To test these results, I ran swarm in standalone mode. I dereplicated the seq.fna file output from multiple_split_libraries_fastq.py using the bash script available at https://github.com/torognes/swarm#dereplication
. I then ran Swarm on this dereplicated file with the following command:
swarm -w amplicons_representatives.fast -o amplicons.swarms -s amplicons.stats amplicons_linearized_dereplicated.fasta
This resulted in 432398 OTUs - the same number as clustering with Swarm via QIIME. However, the most abundant Swarm was 22,903 sequences (vs 1,671 by QIIME, above).

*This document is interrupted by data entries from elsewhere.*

PR #1355, opened 2017-02-09
T15257

mattdangerw:
https://phabricator.endlessm.com/T15257

### DIFF
--- a/ekncontent/ekncontent/eknc-domain.c
+++ b/ekncontent/ekncontent/eknc-domain.c
@@ -11,6 +11,7 @@
 #include <eos-shard/eos-shard-record.h>
 #include <eos-shard/eos-shard-dictionary.h>
 #include <eos-shard/eos-shard-shard-file.h>
+#include <string.h>
 
 GQuark
 eknc_domain_error_quark (void)
@@ -847,6 +848,55 @@ eknc_domain_query_finish (EkncDomain *self,
                        "upper-bound", state->upper_bound,
                        "models", state->models,
                        NULL);
+}
+
+/**
+ * eknc_domain_read_uri:
+ * @self: domain
+ * @uri: the ekn uri to read
+ * @bytes: (out) (transfer full) (allow-none): return location for the contents GBytes
+ * @mime_type: (out) (transfer full) (allow-none): return location for the content mime type
+ * @error: #GError for error reporting
+ *
+ * Reads the contents of a ekn uri and returns a GBytes of the contents and the
+ * contents mime type, if the ekn uri contents was found.
+ *
+ * Returns: true if the uri was successfully searched for, false if an error occurred
+ */
+gboolean
+eknc_domain_read_uri (EkncDomain *self,
+                      const gchar *uri,
+                      GBytes **bytes,
+                      const gchar **mime_type,
+                      GError **error)
+{
+  g_return_val_if_fail(uri && g_str_has_prefix (uri, "ekn://"), FALSE);
+  g_auto(GStrv) tokens = g_strsplit (uri + strlen("ekn://"), "/", -1);
+  g_return_val_if_fail(tokens && tokens[0] && tokens[1], FALSE);
+
+  g_autoptr(EosShardRecord) record = NULL;
+  /* iterate over all shards until we find a matching record */
+  for (GSList *l = self->shards; l && !record; l = g_slist_next (l))
+    record = eos_shard_shard_file_find_record_by_hex_name (l->data, tokens[1]);
+
+  if (!record)
+    return TRUE;
+
+  g_autoptr(EosShardBlob) blob = eos_shard_blob_ref (record->data);
+  /* Use resource, if present */
+  if (tokens[2])
+    blob = eos_shard_record_lookup_blob (record, tokens[2]);
+
+  if (!blob)
+    return TRUE;
+
+  if (mime_type)
+    *mime_type = g_strdup (eos_shard_blob_get_content_type (blob));
+
+  if (bytes)
+    *bytes = eos_shard_blob_load_contents (blob, error);
+
+  return TRUE;
 }
 
 /**
--- a/ekncontent/ekncontent/eknc-xapian-bridge.c
+++ b/ekncontent/ekncontent/eknc-xapian-bridge.c
@@ -316,6 +316,8 @@ send_json_ld_request (EkncXapianBridge *self,
                       SoupURI *uri,
                       GTask *task)
 {
+  g_autofree gchar * uri_string = soup_uri_to_string (uri, FALSE);
+  g_debug ("Sending request to xapian-bridge at %s\n", uri_string);
   g_autoptr(SoupMessage) request = soup_message_new_from_uri (SOUP_METHOD_GET, uri);
 
   RequestState *state = g_task_get_task_data (task);
--- a/ekncontent/autogen.sh
+++ b/ekncontent/autogen.sh
@@ -1,0 +1,28 @@
+#!/bin/bash
+# Bootstrap script for Endless OS Knowledge Apps
+# Run this script on a clean source checkout to get ready for building.
+
+test -n "$srcdir" || srcdir=`dirname "$0"`
+test -n "$srcdir" || srcdir=.
+olddir=`pwd`
+
+cd $srcdir
+test -f configure.ac || {
+    echo "You must run this script in the top-level checkout directory"
+    exit 1
+}
+
+# NOCONFIGURE is used by gnome-common
+if test -z "$NOCONFIGURE"; then
+    echo "This script will run ./configure automatically. If you wish to pass "
+    echo "any arguments to it, please specify them on the $0 "
+    echo "command line. To disable this behavior, have NOCONFIGURE=1 in your "
+    echo "environment."
+fi
+
+# Run the actual tools to prepare the clean checkout
+gtkdocize || exit $?
+autoreconf -fi || exit $?
+
+cd "$olddir"
+test -n "$NOCONFIGURE" || "$srcdir/configure" "$@"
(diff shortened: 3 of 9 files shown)


mattdangerw:
Still need to fixup the mainloop issues, but opened https://phabricator.endlessm.com/T15880 for that.

Ready for review!

ptomato:
Not a full review, I still need to read up on v8 API. But a few comments:
- We discussed having this in a separate repo and I remember you had a reason not to, but I can't remember what it was. However, I think keeping it in eos-knowledge-lib is going to make setting up automated testing a lot more complicated.
- Would suggest squashing "initial bindings", "remove *", and "remove GNodeJS namespace" into an initial commit.
- Is `eknc_domain_read_uri()` only useful for the bindings? Seems like it could just as well be done in `domain.cc` since you have an extra C++ function that wraps it anyway.

mattdangerw:
> We discussed having this in a separate repo and I remember you had a reason not to, but I can't remember what it was. However, I think keeping it in eos-knowledge-lib is going to make setting up automated testing a lot more complicated.

Changing things like the engine API might require changing these bindings. My thought process was it would be easier to change of all of that in one single pull request than coordinating across repos.

For me ideally the ekncontent library is split out from eos-knowledge-lib, and the gjs specific code (lightweight overrides) and nodejs specific code both live in tree and are automatically tested in make check.

Then someone who wants to change something for eos-knowledge-lib in ekncontent, but is not worried about the nodejs bindings, could do their work and notice that they broke make check and fix things up on issue. Better then everything going along happily until a couple weeks later someone working with the node bindings raising a stink.

Also nice, parallel and consistent to newbies that gjs and nodejs specific code on top of the library live in the same place.

I do see the point that getting nodejs automated testing on the same box as the main library testing would be a pain, but do think it should be doable. Either in a flatpak sandbox on our ci, or with something like travis. IMO better to figure that out than require ekncontent library developers to hold an extra check in their head of testing an external repo.

So I *think* I'd rather split ekncontent off (before or after issue), than split the node bindings off. If our content library were more mature and ready to worry about API versioning and ABI compatibility, I'd be more inclined to switch. But I don't think we want to be there for a while. Better to be able to fearlessly change our content library and format without getting sucked into compatibility woes.

Sorry kinda rambly comment, but hopefully gets my thoughts across?

> Would suggest squashing "initial bindings", "remove *", and "remove GNodeJS namespace" into an initial commit.

Disagree here. That was quite deliberate, and I think its useful to have a recording of what we are changing from the code brought in from `node-gtk`. Its not like the extra commits are getting in the way of anything. Strictly more information.

> Is eknc_domain_read_uri() only useful for the bindings? Seems like it could just as well be done in domain.cc since you have an extra C++ function that wraps it anyway.

Yeah could do, that would mean the nodejs bindings would need to link the shard library, but that's not really a problem. Perhaps better would be to leave it and port https://github.com/endlessm/eos-knowledge-lib/blob/master/js/app/articleHTMLRenderer.js#L135 to it. The implementation in `read_uri` should be a little more efficient than what we are doing in `read_stream_sync` right now.

ekncontent/ekncontent/eknc-domain.c
```diff
@@ -850,6 +850,56 @@ eknc_domain_query_finish (EkncDomain *self,
...
+ * Returns: (transfer full): the gbytes
+ */
+GBytes *
+eknc_domain_read_uri (EkncDomain *self,
+                      const gchar *uri,
+                      const gchar **mime_type,
+                      GError **error)
+{
+  if (!uri || !g_str_has_prefix (uri, "ekn:"))
+    return NULL;
```
ptomato: Use `g_return_val_if_fail()` since this seems like a programmer error?

ekncontent/ekncontent/eknc-domain.c
```diff
@@ -850,6 +850,56 @@ eknc_domain_query_finish (EkncDomain *self,
...
+
+  g_auto(GStrv) tokens = g_strsplit (uri + 6, "/", -1);
```
ptomato: For clarity use `strlen("ekn://")`, pretty sure any compiler will optimize it back to 6

ekncontent/ekncontent/eknc-domain.c
```diff
@@ -850,6 +850,56 @@ eknc_domain_query_finish (EkncDomain *self,
...
+  if (!tokens || !tokens[0] || !tokens[1])
+    return NULL;
```
ptomato: Another programmer error?

ekncontent/ekncontent/eknc-domain.c
```diff
@@ -850,6 +850,56 @@ eknc_domain_query_finish (EkncDomain *self,
...
+      if (!record)
+        continue;
+
+      EosShardBlob *blob = record->data;
+      /* Use resource, if present */
+      if (tokens[2])
+        blob = eos_shard_record_lookup_blob (record, tokens[2]);
+
+      if (!blob)
+        continue;
```
ptomato: This will go to the next iteration of the loop which will immediately end because `record != NULL`. That has the effect of making this statement equivalent to `return NULL`.

ekncontent/ekncontent/eknc-xapian-bridge.c
```diff
@@ -316,6 +316,7 @@ send_json_ld_request (EkncXapianBridge *self,
                       SoupURI *uri,
                       GTask *task)
 {
+  g_debug ("Sending request to xapian-bridge at %s\n", soup_uri_to_string (uri, FALSE));
```
ptomato: The URI string is leaked.

ekncontent/ekncontent/eknc-domain.c
```diff
@@ -850,6 +850,56 @@ eknc_domain_query_finish (EkncDomain *self,
...
+
+      if (mime_type)
+        *mime_type = eos_shard_blob_get_content_type (blob);
+
+      return eos_shard_blob_load_contents (blob, error);
+    }
+
+  return NULL;
```
ptomato: You can fall off the end of the loop and `return NULL` without having set `error`. If null is a valid return value then you should have a `(nullable)` annotation in the doc comment, but additionally that poses a problem regarding the usual API pattern in GLib.

ekncontent/Makefile.am
```diff
@@ -244,7 +244,7 @@ typelibdir = $(libdir)/girepository-1.0
 typelib_DATA = $(INTROSPECTION_GIRS:.gir=.typelib)
 
 overridesdir = $(datadir)/gjs-1.0/overrides
-overrides_DATA = overrides/EosKnowledgeContent.js
```
ptomato: Contingent on whether the node bindings move to another repo or not. (If they do, then I'd prefer to keep `overrides` since that mirrors the directory where they have to be installed.)

mattdangerw: I'll just kill this commit I think

ekncontent/ekncontent/eknc-domain.c
mattdangerw: So this is all copied from our vfs, but yeah I'll clean it up.

ekncontent/ekncontent/eknc-domain.c
```diff
@@ -850,6 +851,55 @@ eknc_domain_query_finish (EkncDomain *self,
...
+                      GError **error)
+{
+  g_return_val_if_fail(uri && g_str_has_prefix (uri, "ekn://"), FALSE);
+  g_auto(GStrv) tokens = g_strsplit (uri + strlen("ekn://"), "/", -1);
+  g_return_val_if_fail(tokens && tokens[0] && tokens[1], FALSE);
+
+  EosShardRecord *record = NULL;
+  /* iterate over all shards until we find a matching record */
+  for (GSList *l = self->shards; l && !record; l = g_slist_next (l))
+    record = eos_shard_shard_file_find_record_by_hex_name (l->data, tokens[1]);
```
ptomato: `record` is leaked, if found

ekncontent/ekncontent/eknc-domain.c
```diff
@@ -850,6 +851,55 @@ eknc_domain_query_finish (EkncDomain *self,
...
+
+  if (!record)
+    return TRUE;
+
+  EosShardBlob *blob = record->data;
+  /* Use resource, if present */
+  if (tokens[2])
+    blob = eos_shard_record_lookup_blob (record, tokens[2]);
```
ptomato: `blob` is leaked if this statement is executed (though not if `blob == record->data` still)

ekncontent/ekncontent/eknc-domain.c
```diff
@@ -850,6 +851,55 @@ eknc_domain_query_finish (EkncDomain *self,
...
+
+  if (!blob)
+    return TRUE;
+
+  if (mime_type)
+    *mime_type = eos_shard_blob_get_content_type (blob);
```
ptomato: I think you have to `g_strdup()` this and remove `const` from `mime_type` in the function signature, it's transfer none so otherwise it won't outlive the `blob` or the `record`, and you have it annotated as transfer full.

ekncontent/ekncontent/eknc-domain.c
```diff
@@ -850,6 +851,55 @@ eknc_domain_query_finish (EkncDomain *self,
 }
 
 /**
+ * eknc_domain_read_uri:
+ * @self: domain
+ * @uri: the ekn uri to read
+ * @bytes: (out) (transfer none) (allow-none): return location for the contents GBytes
```
ptomato: I think this has to be `(transfer full)`

ekncontent/ekncontent/eknc-domain.c
mattdangerw: Whoops meant to mark the bytes transfer full and not this, but yeah I think both transfer full makes sense

mattdangerw:
Good catch, tests should be fixed.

While I haven't been able to compare an OTU table output by standalone Swarm to the OTU table output by QIIME, I can tell that there is a difference between the two methods. I think the clustering is identical between the two analyses, but something is wrong with the abundance values for my OTUs. I would like to use QIIME for downstream steps as well, and don't particularly want to reformat all of my data to create an OTU able using standalone Swarm (as per Frederic Mahe's pipeline), but I don't trust the abundance numbers that QIIME is outputting.
Any help would be much appreciated - I'm not sure what the next step of my troubleshooting should be!